San Francisco is a place where you just never know what you're going to see and experience as night falls, and it's always a great time! This particular Night Owls Workshop did not disappoint in presenting us with a unique variety of interesting sights, as is almost always the case.
Brian and I met our group at Baker Beach as the fog was rolling in, and we knew we would have some nice photo ops because of the influence that the roaming mists gives it's subjects. San Francisco and fog go together very well! The orientation was full of anticipation, and everyone was excited to learn more about night photography. We had an excellent group with varied amounts of experience with using a DSLR camera and a wanting to learn more about shooting in the dark. So after we got through with our introductions we headed off to our first location.

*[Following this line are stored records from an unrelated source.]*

PR #403, opened 2023-10-10
Update radios to look/behave like radios

DTCurrie:
Updating the radios to match the designs here: https://www.figma.com/file/ERHSYDGTXiEQOVGY8ORg6I/PRIME?type=design&node-id=2602-5221&mode=design&t=NDUZKAwepkYxgxVH-0 and just a lot of cleanup and simplification.

Important callouts are now instead of using a row of buttons, we are now using a `fieldset` with radio `input`s, and leveraging the svelte `bind:group` to manage value selection. 

**UPDATE:** I have refactored the original radios into the `ToggleButtons` and cleaned those up a bit. I am open to suggestions on the component name.

Screenshot 2023-10-10 at 12 05 56 PM

Screenshot 2023-10-10 at 1 33 34 PM


packages/core/src/lib/icon/icons.ts
```diff
@@ -76,3 +79,10 @@ export const paths = {
  * The possible icon names that can be rendered. This is good for typing props.
  */
 export type IconName = keyof typeof paths;
+
+/** 
+ * A map of icon names, useful for dynamically adding icons with type safety.
+ */
+export const iconNames = Object.fromEntries<IconName>(
+  Array<IconName>.from(Object.keys(paths)).map((name) => [name, name as IconName])
+) as Record<IconName, IconName>
```
DTCurrie, line 88: Open to suggestions on a better way of easily using icon names dynamically, this came up in the radio and I know we do `icon` selection elsewhere. Usually that looks something like:

```svelte
let icon: IconName:
$: {
  if (thing) {
    icon = 'some-magic-string';
  } elseif {
    icon = 'another-magic-string';
  } else {
    icon = 'yet-another-magic-string';
  }
}
```

Don't love having all the magic strings, and while that works for singular icons it gets messier with determining icons for multiple elements like in the radio. This at least gives us a quick map of names we can refer to, and should make refactoring icon names slightly less painful in the future. If we like this (or something else that accomplishes the same thing), I can refactor other places where we declare icon names to use it as well for consistency.

micheal-parks:
Are we getting rid of the current `<Radio>`? Seems like it would be a good idea to just move it to `<Options>` or `<ButtonGroup>` (I like [Tailwind UI's naming](https://tailwindui.com/components/application-ui/elements/button-groups))

DTCurrie:
> This is a great change, but are we getting rid of the current `<Radio>`? Seems like it would be a good idea to just move it to `<Options>` or `<ButtonGroup>` (I like [Tailwind UI's naming](https://tailwindui.com/components/application-ui/elements/button-groups) but not sure if the current component is really a button group)

I was actually writing up a comment about this, but yeah that is a shorter version of it. I think our radios should be radios, but I also could see the old component still being used. `RadioButtons` could work, I was also thinking `SwitchButtons` but am open to suggestions!

packages/core/src/lib/icon/icons.ts
```diff
@@ -76,3 +79,12 @@ export const paths = {
...
 export type IconName = keyof typeof paths;
+
+const ICON_NAMES = Object.keys(paths) as IconName[];
+
+/**
+ * A map of icon names, useful for dynamically adding icons with type safety.
+ */
+export const iconNames = Object.fromEntries<IconName>(
+  ICON_NAMES.map((name) => [name, name])
+) as Record<IconName, IconName>;
```
DTCurrie, line 90: Open to suggestions on a better way of easily using icon names dynamically, this came up in the radio and I know we do icon selection elsewhere. Usually that looks something like:

let icon: IconName:
$: {
  if (thing) {
    icon = 'some-magic-string';
  } elseif {
    icon = 'another-magic-string';
  } else {
    icon = 'yet-another-magic-string';
  }
}
Don't love having all the magic strings, and while that works for singular icons it gets messier with determining icons for multiple elements like in the radio. This at least gives us a quick map of names we can refer to, and should make refactoring icon names slightly less painful in the future. If we like this (or something else that accomplishes the same thing), I can refactor other places where we declare icon names to use it as well for consistency.

packages/core/src/routes/+page.svelte
```diff
@@ -38,6 +38,7 @@ import {
   useNotify,
   Modal,
 } from '$lib';
+import ToggleButtons from '$lib/toggle-buttons.svelte';
```
ethanlook, line 41: nit: add to above import

ethanlook (approved):
Reminder to bump version of core and blocks!

packages/core/src/lib/icon/icons.ts
mcous: > If we like this (or something else that accomplishes the same thing)

I'm unclear on what exactly this export is accomplishing, based on usage in this PR. Would you mind explaining a little more?

```ts
$: getIcon = (option: string): IconName =>
  isSelected(option)
    ? iconNames['radiobox-marked']
    : iconNames['radiobox-blank'];
```

doesn't seem very different, magic-strings-wise, than:

```ts
$: getIcon = (option: string): IconName =>
  isSelected(option)
    ? 'radiobox-marked'
    : 'radiobox-blank';
```

packages/core/src/lib/icon/icons.ts
```diff
@@ -76,3 +79,12 @@ export const paths = {
  * The possible icon names that can be rendered. This is good for typing props.
  */
 export type IconName = keyof typeof paths;
+
+const ICON_NAMES = Object.keys(paths) as IconName[];
```
mcous, line 83: Why is this casting needed? Is `paths` missing an `as const`?

packages/core/src/lib/__tests__/radio.spec.ts
```diff
@@ -1,142 +1,108 @@
...
   });
 
   it('Marks the selected option correctly', () => {
-    render(Radio, { options: ['Option1', 'Option2'], selected: 'Option1' });
-    expect(screen.getByText('Option1')).toHaveClass(
-      'bg-light border-gray-6 text-default font-semibold'
-    );
+    render(Radio, common);
+    expect(
+      screen.getByLabelText('Option 1').parentElement?.parentElement
```
mcous, line 23: This `parentElement.parentElement` feels a little brittle / coupled with implementation details. Could this be refactored so it's a little more semantically structured?

packages/core/src/lib/__tests__/radio.spec.ts
```diff
@@ -1,142 +1,108 @@
...
+    ).toHaveClass('font-semibold text-default');
   });
 
-  it('Marks the selected option as readonly if a readonly attribute of true has been specified', () => {
+  it('Marks the selected option as disabled if a disabled attribute of true has been specified', () => {
```
mcous, line 27: Same comment, we're checking styles but not HTML semantics

packages/core/src/lib/__tests__/radio.spec.ts
```diff
@@ -1,142 +1,108 @@
...
-    render(Radio, { options: ['Option1', 'Option2'], selected: 'Option1' });
-    expect(screen.getByText('Option1')).toBeVisible();
-    expect(screen.getByText('Option2')).toBeVisible();
+    render(Radio, common);
+    expect(screen.getByLabelText('Option 1')).toBeVisible();
+    expect(screen.getByLabelText('Option 2')).toBeVisible();
+    expect(screen.getByLabelText('Option 3')).toBeVisible();
   });
 
   it('Marks the selected option correctly', () => {
```
mcous, line 20: Should this test be checking more HTML semantics, like which element is `checked`?

mcous (commented):
I see a lot of styling checks in the test but not a lot of checking of HTML semantics / aria properties. The latter definitely seems more important to test; could the tests be adjusted accordingly?

packages/core/src/lib/icon/icons.ts
DTCurrie: So I actually think this was a case of vscode getting confused. I originally tried

```
$: getIcon = (option: string): IconName =>
  isSelected(option)
    ? 'radiobox-marked'
    : 'radiobox-blank';
```

And I was getting an error that I could not cast a `string` to an `IconName`. I thought this was an issue where it was not properly interpreting the type from the strings, but having restarted vscode and going to snap a screenshot of the error, it is no longer showing. I think the reason was, I added those two icons to `paths`, but in the `radio` component it was not detecting that I had added them, so it was just interpreting them as a `string`.

I feel like I need to put a sticky-note on my screen that says "Restart eslint/svelte server in vscode before debugging type issues." It comes up more than I would like.

packages/core/src/lib/__tests__/radio.spec.ts
DTCurrie: Sure, I just tried to take the previous tests and convert them over to make sure things still "worked" as expected, but I agree we should focus more on the html then the classes. I will take a pass at these tests.

mcous (approved):
🧪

We typically would start off our workshop along the beach, shooting the Golden Gate bridge as the sun sets, but this time the fog made it downright invisible, which meant that we had the opportunity to start at the Palace of Fine Arts while the light shifted from day to night. Typically we hit this location after the light has faded so it was excellent to have a chance to whip out the gradient filters and teach everyone how to lengthen an exposure while it's still light out.
We started out under and just outside the main dome and played around with perspectives and some basic framing lessons. In the daylight, the textures and colors of the architectures really comes through, and it's also a fantastic way to learn how to correctly expose an indoor/outdoor scene with the greatly varying dynamic range of light.
After a short time we moved ourselves and set up at the reflecting pond. Here we found great vantage points as the light began to change. It's a whole lot of fun to get images of this place as high fog passes over this old building's dome, swirling and turning colors as the sun sets! When we finished shooting the sunset, we stayed in our places because blue hour (twilight) shooting immediately began. This time is also known as the “Magic Hour” because of the way that colors saturate in the low light of post daylight. This is my favorite time of day to teach this class. The royal blue sky contrasts so well with the warm golden colors of the building, and because of the dark of night beginning to take over, we now have the opportunity to REALLY start playing with long exposures. When you keep your shutter open anywhere from 30 seconds to a full minute, the reflecting pond turns into a beautiful glassy mirror, and the results our students were getting were picture postcard perfect!
Once the blue hour was over, we moved the class back to the areas underneath the dome of the building and were surprised by a sudden and unexpected visit by a large number of bicyclists celebrating a monthly event in the city that is called Critical Mass. During this event hundreds of riders take to the streets of the city and wind their way through it's many streets. Though their numbers dwindled by the time they reached this spot, It was still a very strange sight to see such a large amount of cyclists traveling under the dome in circles, many with various lights attached to their bikes while music pulsed from a big stereo system attached to the end of one of a large modified tricycle. There was even a person riding a unicycle! Needless to say, we took our newfound skill set at shooting long exposures and applied it to this unexpected event. Some in our number figured out very quickly how to pan their cameras in a one second exposure, creating interesting motion blurs in the background while keeping the subject of their pictures sharp.
The next stop was the famously winding Lombard Street. The usual goal we have at Lombard Street is to work on long exposures to capture moving headlights/taillights as they wind their way down the very unique narrow street. Brian usually takes the students to a vantage point at a low angle to catch the headlights winding down the way while I take a higher perch, showing the students how to get both the trail of red tail lights and the iconic city both into their frames. As a bonus, from this place there is a great view of Coit Tower, the Saint Peter and Paul Cathedral, plus the Bay Bridge that shows them tightly fit together which those who have a 100mm ability can also shoot.
After we have shot both sides of this iconic landmark we're ready for a break in North Beach for some refreshments and a quick recharge.
After everyone is rested, warmed and filled we head to our final destination of the evening, the newly lit up Bay Bridge! We set up along the embarcadero where everyone who has a sufficient wide angle can get amazing images of the entire western span of the bridge as the 25,000 new lights illuminate the cables. Here we get to really get into the long exposure, keeping the lens open for two minutes at times. Here we also teach more lessons on how to control the white balance of the camera and explain how the f/stop relates to the focal range of the subject. Nighttime truly teaches a budding photographer how to control their camera and make it do what they want. Brian and I both made certain that the lessons of the evening were making sense to all who were a part of this class and were very please to once again see that the information we had been giving out was sinking in and becoming a part of each of our students photographic skill sets. That always makes our day! ...er, night.
Everyone came away with a bunch of really nice images and experiences to go along with them. It's San Francisco at night...how could they not???
UNTIL NEXT TIME!
On behalf of Brian, Matt and the Aperture Academy team, we thank you for a another great workshop!